I was, it seemed, standing in my garden, gazing through shifting silvery curtains of mist at the muted yellow of a flowering forsythia. Somehow I knew it was only a little past dawn. I might have gone inside after a moment had I not heard the garden gate behind me swinging on its steel hinges and then the soft click of its latch. When I turned to look, I could see nothing through the haze; but after a moment a small figure appeared, at first like a wavering phantom, then assuming the solid, mottled, familiar form of my dog, Roland. Dangling from his mouth by a thick silken cord was what after some seconds I recognized as a Japanese koto, though one of unusually small design. On seeing me, he started back slightly, furrowed his brow, then strolled over to the low wooden deck of the house and gently set the instrument down.

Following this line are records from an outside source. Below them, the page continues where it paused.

PR #794, opened 2017-02-28
Documentation for serde_test.

clarcharr:
Still WIP; don't merge yet.

My take at documenting `serde_test`. I was very confused how the tokens worked when I first got into it and think that it could use some documentation.

### DIFF
--- a/serde_test/src/assert.rs
+++ b/serde_test/src/assert.rs
@@ -7,6 +7,7 @@ use token::Token;
 
 use std::fmt::Debug;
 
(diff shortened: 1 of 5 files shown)


clarcharr:
I've finished this and want to add that I think that `EnumStart` should be removed. It doesn't seem to serve any purpose that isn't covered by the other tokens.

dtolnay:
Thanks! I am keeping #413 open until we get a chance to add usage examples to this documentation as well.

Returning, he stared at me thoughtfully and said (in a voice curiously similar to Laurence Harvey’s), “You never rise this early. Is all well?”
“Yes,” I said, in an unexpectedly hoarse voice, “I think so. I don’t recall . . .”
But now Roland was energetically sniffing at my left hand.
“Honestly,” I said, “nothing’s wrong.”
He sighed, gazed intently upward into my eyes for a long, uncertain moment, and then said, “Very well.” Then he began to turn away.
“Wait,” I said. “Where have you been, with . . . that?” I pointed at the koto.
Roland smiled and sat down upon his haunches. “I was afraid you’d ask.” He shrugged. “It’s something I occasionally do. I spent the night in the hall of the local daimyo performing passages from the Heike Monogatari . . . the battle of Dan-no-ura . . . and . . .”—he lowered his eyes somewhat bashfully—“declaiming some of my own verse.”
“There’s a local daimyo?” I began.
He raised his snout, his head at a quizzical tilt. “Of course. Who do you think makes sure the local peasantry plants enough glutinous rice for wine . . . or protects them from the depredations of the yakuza?”